Issue #17212, opened 2019-03-19
ActiveRecord orderBy params(array)  is invalid


huaiguoguo:
### What steps will reproduce the problem?
![image](https://user-images.githubusercontent.com/1888094/54577338-536f4000-4a36-11e9-94b6-8e4a937ddfc0.png)
![image](https://user-images.githubusercontent.com/1888094/54577344-58cc8a80-4a36-11e9-9d52-10e308caf3d6.png)

![image](https://user-images.githubusercontent.com/1888094/54577408-ae089c00-4a36-11e9-8b44-9ca0bb4b11d8.png)
![image](https://user-images.githubusercontent.com/1888094/54577413-b82a9a80-4a36-11e9-940f-8fd5c5b5476b.png)

ActiveRecord -> orderBy(['created'=>'desc'])  is   invalid
ActiveRecord -> orderBy('created desc')  is   valid

### What is the expected result?
 i hope ActiveRecord -> orderBy(['created'=>'desc'])    will valid

![image](https://user-images.githubusercontent.com/1888094/54577413-b82a9a80-4a36-11e9-940f-8fd5c5b5476b.png)

### What do you get instead?
![image](https://user-images.githubusercontent.com/1888094/54577338-536f4000-4a36-11e9-94b6-8e4a937ddfc0.png)
![image](https://user-images.githubusercontent.com/1888094/54577344-58cc8a80-4a36-11e9-9d52-10e308caf3d6.png)

### Additional info

| Q                | A
| ---------------- | ---
| Yii version      | 2.0.16.1
| PHP version      |  7.3.3
| Operating system | win10 64

bizley:
While it's stated in [Guide](https://www.yiiframework.com/doc/guide/2.0/en/db-query-builder#order-by) that for array parameter `SORT_DESC` and `SORT_ASC` should be used it does not state that it's only valid option. Maybe we should mention that or allow "desc" and "asc" strings for array.

huaiguoguo:
> While it's stated in [Guide](https://www.yiiframework.com/doc/guide/2.0/en/db-query-builder#order-by) that for array parameter `SORT_DESC` and `SORT_ASC` should be used it does not state that it's only valid option. Maybe we should mention that or allow "desc" and "asc" strings for array.

i am try this ,  but is invalid too!

huaiguoguo:
[...]

PR #17216, opened 2019-03-20
Issue 17212 fix

setnemo:
| Q             | A
| ------------- | ---
| Is bugfix?    | no
| New feature?  | yes
| Breaks BC?    | no
| Tests pass?   | yes
| Fixed issues  | #17212

### DIFF
--- a/framework/db/QueryTrait.php
+++ b/framework/db/QueryTrait.php
@@ -307,7 +307,8 @@ trait QueryTrait
      * Sets the ORDER BY part of the query.
      * @param string|array|ExpressionInterface $columns the columns (and the directions) to be ordered by.
      * Columns can be specified in either a string (e.g. `"id ASC, name DESC"`) or an array
-     * (e.g. `['id' => SORT_ASC, 'name' => SORT_DESC]`).
+     * (e.g. `['id' => SORT_ASC, 'name' => SORT_DESC]` or `['id' => 'asc', 'name' => 'DESC']` ). Be careful,
+     * such a call `['asc']` creates a query that will sort in ascending order column by name '0'
      *
      * The method will automatically quote the column names unless a column contains some parenthesis
      * (which means the column contains a DB expression).
--- a/framework/db/QueryTrait.php
+++ b/framework/db/QueryTrait.php
@@ -368,7 +368,7 @@ trait QueryTrait
             return [$columns];
         } elseif (is_array($columns)) {
             foreach ($columns as $column => $value) {
-                if (preg_match('#(asc|desc)#i', $value, $matches)) {
+                if (preg_match('#\b(asc|desc)\b#i', $value, $matches)) {
                     $result[$column] = strcasecmp($matches[0], 'desc') ? SORT_ASC : SORT_DESC;
                 } else {
                     $result[$column] = $value == SORT_DESC ? $value : SORT_ASC;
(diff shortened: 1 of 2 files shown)


framework/db/QueryTrait.php
```diff
@@ -363,14 +363,23 @@ public function addOrderBy($columns)
...
     {
+        $result = [];
         if ($columns instanceof ExpressionInterface) {
             return [$columns];
         } elseif (is_array($columns)) {
-            return $columns;
+            foreach ($columns as $column => $value) {
+                if (is_integer($value)) {
+                    $result[$column] = $value;
+                } elseif (preg_match('#(asc|desc)#i', $value, $matches)) {
```
samdark: How about `ORDER BY description` or `ORDER BY ascription`?

framework/db/QueryTrait.php
```diff
@@ -363,14 +363,21 @@ public function addOrderBy($columns)
      */
     protected function normalizeOrderBy($columns)
     {
+        $result = [];
         if ($columns instanceof ExpressionInterface) {
             return [$columns];
         } elseif (is_array($columns)) {
-            return $columns;
+            foreach ($columns as $column => $value) {
+                if (preg_match('#(asc|desc)#i', $value, $matches)) {
```
samdark: How about ORDER BY description or ORDER BY ascription?

samdark: It could search for `" asc"` and `" desc"`. In this case non-regex search could be a bit faster. Or it could use word boundaries i.e. `#\b(asc|desc)\b#i`.

bizley: This is partial match as well (like in "aaaascbbb") - is it intended? Otherwise `#^(asc|desc)$#i`.

omentes: Oh, your right. Maybe add  `^...$` ?
`#^\b(asc|desc)\b$#i`

omentes: Without ^ $ like a trim. I will add your solution. Thanks!

omentes: change to `#\b(asc|desc)\b#i`
Work with space (typo) before and after

omentes:
@samdark What do you think about this?

rob006:
What if my column is named `asc` or `desc`?

omentes:
> What if my column is named `asc` or `desc`?

Everything will be OK, because the code checks value.
For example
`->orderBy(['asc' => 'desc'])`
where 'asc' is key, 'desc' - value

rob006:
What if I do `->orderBy(['desc'])`?

omentes:
> What if I do `->orderBy(['desc'])`?

Great question! The query will sort the column "0" in descending order. I'm not sure that I should handle this behavior. It is necessary to add information about the new functionality to the documentation.

omentes:
> What if I do `->orderBy(['desc'])`?

If I add a key check to a number, it will be impossible to work with columns that have the number-name

rob006:
Personally I'd like to avoid introducing "yet another way of defining sorting" - it does not give any additional value and it is less reliable (it is easy to make a typo - `->orderBy(['id' => 'decs'])`). Especially if it breaks BC and does not play well with edge cases.

omentes:
> Personally I'd like to avoid introducing "yet another way of defining sorting" - it does not give any additional value and it is less reliable (it is easy to make a typo - `->orderBy(['id' => 'decs'])`). Especially if it breaks BC and does not play well with edge cases.

I think using arguments in an associative array with strings (as in other methods) is a logical addition. I was surprised that orderBy() works differently.

samdark:
Thinking more about it, it cannot be considered a bug and enhancements aren't accepted into 2.x. For 3.0 it could be OK to have.

samdark:
Thanks for contribution and sorry that I'm closing the issue.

==*==

In the listing, find each line with the string "addOrderBy" and copy it.

#### SOLUTION TO THIS PROBLEM:
@@ -363,14 +363,23 @@ public function addOrderBy($columns)
@@ -363,14 +363,21 @@ public function addOrderBy($columns)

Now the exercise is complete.